Copy out each line below in which the string "having" appears.

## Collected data
★ ★ ★ ★ ★

PR #3554, opened 2025-10-16
feat!: transport generic EndpointAddr

### LINKED ISSUE #3417: feat: Future-proof `NodeAddr`
The current `NodeAddr` looks like this:
```rust
pub struct NodeAddr {
    pub node_id: NodeId,
    pub relay_url: Option<RelayUrl>,
    pub direct_addresses: BTreeSet<SocketAddr>,
}
```

However internally we have refactored things into `Transports` and conceptually the home relay is not that a special a transport.  In fact you could easily allow for an iroh endpoint to be reachable via multiple relay servers, perhaps a public one and one reachable only on some private network.

We should make sure that the `NodeAddr` is more agnostic towards transports.

dignifiedquire:
## Description

This marks the first public step towards generic transports. For now there are two types of `TransportAddr`s, `Relay` and `Ip` which, replace the previous explicit fields in `EndpointAddr` of `relay_url` and `direct_addrs`.

Closes https://github.com/n0-computer/iroh/issues/3417

## Breaking Changes

- `direct_addresses` are now called `ip_addresses`
- `EndpointAddr` type is completely changed
-  APIs with `addresse(s)` are now normalized to `addr(s)` to be consistent in the code base

### DIFF
--- a/iroh-base/src/endpoint_addr.rs
+++ b/iroh-base/src/endpoint_addr.rs
@@ -55,7 +55,7 @@ pub enum TransportAddr {
 }
 
 impl EndpointAddr {
-    /// Creates a new [`EndpointAddr`] with no `relay_url` and no `direct_addresses`.
+    /// Creates a new [`EndpointAddr`] with no addresses.
     pub fn new(id: PublicKey) -> Self {
         EndpointAddr {
             id,
@@ -69,11 +69,8 @@ impl EndpointAddr {
         self
     }
 
-    /// Adds the given direct addresses.
-    pub fn with_direct_addresses(
-        mut self,
-        addresses: impl IntoIterator<Item = SocketAddr>,
-    ) -> Self {
+    /// Adds the given IP addresses.
+    pub fn with_ip_addresses(mut self, addresses: impl IntoIterator<Item = SocketAddr>) -> Self {
         for addr in addresses.into_iter() {
             self.addrs.insert(TransportAddr::Ip(addr));
         }
@@ -93,7 +90,7 @@ impl EndpointAddr {
         self.addrs.is_empty()
     }
 
-    /// Returns the direct addresses of this peer.
+    /// Returns the IP addresses of this peer.
     pub fn ip_addresses(&self) -> impl Iterator<Item = &SocketAddr> {
         self.addrs.iter().filter_map(|addr| match addr {
             TransportAddr::Ip(addr) => Some(addr),
@@ -112,12 +109,12 @@ impl EndpointAddr {
 
 impl From<(PublicKey, Option<RelayUrl>, &[SocketAddr])> for EndpointAddr {
     fn from(value: (PublicKey, Option<RelayUrl>, &[SocketAddr])) -> Self {
-        let (id, relay_url, direct_addresses_iter) = value;
+        let (id, relay_url, ip_addrs_iter) = value;
         let mut addrs = BTreeSet::new();
         if let Some(url) = relay_url {
             addrs.insert(TransportAddr::Relay(url));
         }
-        for addr in direct_addresses_iter {
+        for addr in ip_addrs_iter {
             addrs.insert(TransportAddr::Ip(*addr));
         }
         EndpointAddr { id, addrs }
--- a/iroh-base/src/endpoint_addr.rs
+++ b/iroh-base/src/endpoint_addr.rs
@@ -41,13 +41,13 @@ pub struct EndpointAddr {
     /// The endpoint's identifier.
     pub id: EndpointId,
     /// The endpoint's addresses
-    pub addrs: BTreeSet<AddrType>,
+    pub addrs: BTreeSet<TransportAddr>,
 }
 
 /// Available address types.
 #[derive(Debug, Clone, Serialize, Deserialize, PartialEq, Eq, PartialOrd, Ord, Hash)]
 #[non_exhaustive]
-pub enum AddrType {
+pub enum TransportAddr {
     /// IP based addresses
     Ip(SocketAddr),
     /// Relays
@@ -65,7 +65,7 @@ impl EndpointAddr {
 
     /// Adds a relay url.
     pub fn with_relay_url(mut self, relay_url: RelayUrl) -> Self {
-        self.addrs.insert(AddrType::Relay(relay_url));
+        self.addrs.insert(TransportAddr::Relay(relay_url));
         self
     }
 
@@ -75,13 +75,13 @@ impl EndpointAddr {
         addresses: impl IntoIterator<Item = SocketAddr>,
     ) -> Self {
         for addr in addresses.into_iter() {
-            self.addrs.insert(AddrType::Ip(addr));
+            self.addrs.insert(TransportAddr::Ip(addr));
         }
         self
     }
 
     /// Creates a new [`EndpointAddr`] from its parts.
-    pub fn from_parts(id: PublicKey, addrs: impl IntoIterator<Item = AddrType>) -> Self {
+    pub fn from_parts(id: PublicKey, addrs: impl IntoIterator<Item = TransportAddr>) -> Self {
         Self {
             id,
             addrs: addrs.into_iter().collect(),
@@ -96,7 +96,7 @@ impl EndpointAddr {
     /// Returns the direct addresses of this peer.
     pub fn ip_addresses(&self) -> impl Iterator<Item = &SocketAddr> {
         self.addrs.iter().filter_map(|addr| match addr {
-            AddrType::Ip(addr) => Some(addr),
+            TransportAddr::Ip(addr) => Some(addr),
             _ => None,
         })
     }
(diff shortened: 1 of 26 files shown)


iroh-base/src/endpoint_addr.rs
```diff
@@ -39,26 +39,33 @@ use crate::{EndpointId, PublicKey, RelayUrl};
...
-    pub direct_addresses: BTreeSet<SocketAddr>,
+    pub id: EndpointId,
+    /// The endpoint's addresses
+    pub addrs: BTreeSet<AddrType>,
+}
+
+/// Available address types.
+#[derive(Debug, Clone, Serialize, Deserialize, PartialEq, Eq, PartialOrd, Ord, Hash)]
+#[non_exhaustive]
+pub enum AddrType {
```
flub: Let's do some bikeshedding!  I don't expect a type having `Type` in it's name to contain a *value*.  So I don't like this name.

iroh-base/src/endpoint_addr.rs
```diff
@@ -39,26 +39,33 @@ use crate::{EndpointId, PublicKey, RelayUrl};
...
+    /// IP based addresses
+    Ip(SocketAddr),
```
flub: If I understand rust visibility correctly anyone can directly create this using `AddrType::Ip(any_crazy_socketaddr)`.  I guess there's little to do about it.  But I've found in `transports::Addr` that really I always want to have the **canonical** IP address used in the contained SocketAddr.  And I can't really enforce that because of this visibility.

OTOH creating our own version of `SocketAddr` is just going to be miserable for everyone.  I'm not sure how important being canonical here is.  I think you could make some construct where the enum itself is private and wrapped inside a struct, so that users always have to pass their SocketAddr through our constructor.  It would also mean new transports are basically new `from_something()` constructor functions.  I don't know how you solve accessing the addresses in this world.

Maybe there are also IP addresses we'd like to reject?  Like if someone is using an IPv6 address starting with [n0's ULA global ID](https://github.com/n0-computer/iroh/blob/4ed700e8da8daf6bb3d897ceadea52a4dad6952c/iroh/src/net_report/ip_mapped_addrs.rs#L30) that would not be a valid transport address.

iroh-base/src/endpoint_addr.rs
dignifiedquire: > Let's do some bikeshedding! I don't expect a type having `Type` in it's name to contain a _value_. So I don't like this name.

please suggest names, I haven't come up with a better one yet

iroh-base/src/endpoint_addr.rs
dignifiedquire: I think we will have to enforce this on an internal type, this also gets serialized and stored in things like DNS records, so I don't think it is realistic to enforce much about the canoncialization on this type in general

Frando: Normal users shouldn't ever have a need to create this type themselves, right?
It's always `endpoint.addr() -> serialize to ticket or discovery -> retrieve from ticket or discovery -> feed to endpoint via discovery or connect`

flub: Sure, but if it's possible users will do it.

iroh-base/src/endpoint_addr.rs
flub: `TransportAddr`?  I know internally that might be confusing with `transports::Addr`, but only when talking, in code it will be very clear.

dignifiedquire: works for me

dignifiedquire: done

iroh-base/src/endpoint_addr.rs
```diff
@@ -39,75 +39,85 @@ use crate::{EndpointId, PublicKey, RelayUrl};
...
+    /// Relays
+    Relay(RelayUrl),
+    /// IP based addresses
+    Ip(SocketAddr),
 }
 
 impl EndpointAddr {
-    /// Creates a new [`EndpointAddr`] with no `relay_url` and no `direct_addresses`.
-    pub fn new(endpoint_id: PublicKey) -> Self {
+    /// Creates a new [`EndpointAddr`] with no addresses.
```
flub: Be verbose!  Explain that you can still use this using discovery.  Users will read this without any context and never have heard of iroh.  They'll have skipped all the nice intro docs we have (we do have those, right?)

iroh-base/src/endpoint_addr.rs
```diff
@@ -39,75 +39,85 @@ use crate::{EndpointId, PublicKey, RelayUrl};
...
-            direct_addresses: direct_addresses_iter.iter().copied().collect(),
+        let (id, relay_url, ip_addrs_iter) = value;
+        let mut addrs = BTreeSet::new();
+        if let Some(url) = relay_url {
+            addrs.insert(TransportAddr::Relay(url));
+        }
+        for addr in ip_addrs_iter {
+            addrs.insert(TransportAddr::Ip(*addr));
         }
+        EndpointAddr { id, addrs }
```
flub: whoa, do we use this impl?  I didn't even know it existed.  It kind of has a similar problem in that it assumes only 2 transports and a single relay.  Wasn't that something we wanted to remove?  Seems like `from_parts` is more generic?

iroh-base/src/ticket/endpoint.rs
```diff
@@ -27,35 +26,34 @@ use crate::{
...
 pub struct EndpointTicket {
-    node: EndpointAddr,
+    addr: EndpointAddr,
 }
 
 /// Wire format for [`EndpointTicket`].
 #[derive(Serialize, Deserialize)]
 enum TicketWireFormat {
-    Variant0(Variant0NodeTicket),
+    Variant0(Variant1EndpointTicket),
```
flub: Why bother adding `Variant1` if you then break `Variant0`?

iroh/src/magicsock.rs
```diff
@@ -329,7 +329,7 @@ impl MagicSock {
     ///
     /// [`Watcher`]: n0_watcher::Watcher
     /// [`Watcher::initialized`]: n0_watcher::Watcher::initialized
-    pub(crate) fn direct_addresses(&self) -> n0_watcher::Direct<BTreeSet<DirectAddr>> {
+    pub(crate) fn ip_addresses(&self) -> n0_watcher::Direct<BTreeSet<DirectAddr>> {
```
flub: This is a curious and tricky rename.  The type still says `DirectAddr`.  But it's also an internal API so whatever, not important enough to hold this up.  We can figure out this naming iteratively.

flub (commented):
Generally LGTM.

I'd like to treat the doc comments of `EndpointAddr` and `TransportAddr` and their fields as if the user encounters all those concepts for the first time.  Like explain that `endpoint_id` is unique to this node.  `addr` is a list of transient addresses, they may change, or may never have worked.  Discovery is a thing.  `TransprotsAddr::Relay` should give a short intro to relays, `TransportsAddr::Ip` explain that they may need holepuching and all such things.

iroh-base/src/endpoint_addr.rs
dignifiedquire: yes, agreed, should be removed

iroh-base/src/ticket/endpoint.rs
dignifiedquire: I wanted to rename them all to variant1 as this is the variant for 1.0? 🤷

iroh/src/magicsock.rs
dignifiedquire: yeah..that's where I ended up with as well, wasn't sure how much to change the types, or leave it be for now

iroh-base/src/endpoint_addr.rs
dignifiedquire: fixed

dignifiedquire:
minimal versions failing because of https://github.com/rustls/rustls-platform-verifier/issues/164

iroh-base/src/ticket/endpoint.rs
dignifiedquire: updated to be called `Variant1`

iroh-base/src/endpoint_addr.rs
```diff
@@ -18,20 +18,20 @@ use crate::{EndpointId, PublicKey, RelayUrl};
...
 ///
-/// - One or more *direct addresses* on which the endpoint might be reachable.  Depending on the
+/// - One or more *IP based addresses* on which the endpoint might be reachable.  Depending on the
 ///   network location of both endpoints it might not be possible to establish a direct
 ///   connection without the help of a [Relay server].
 ///
 /// This structure will always contain the required [`EndpointId`] and will contain an optional
-/// number of network-level addressing information.  It is a generic addressing type used
-/// whenever a connection to other endpoints needs to be established.
+/// number of other addressing information.  It is a generic addressing type used whenever a connection
```
flub:
```suggestion
/// number of other transport addresses.  It is a generic addressing type used whenever a connection
```
perhaps?  Not sure, but the previous read weird.

flub (approved):
looking forward to use this on the multipath branch!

★ ★ ★ ★ ★

## Task output
flub: Let's do some bikeshedding!  I don't expect a type having `Type` in it's name to contain a *value*.  So I don't like this name.
dignifiedquire: > Let's do some bikeshedding! I don't expect a type having `Type` in it's name to contain a _value_. So I don't like this name.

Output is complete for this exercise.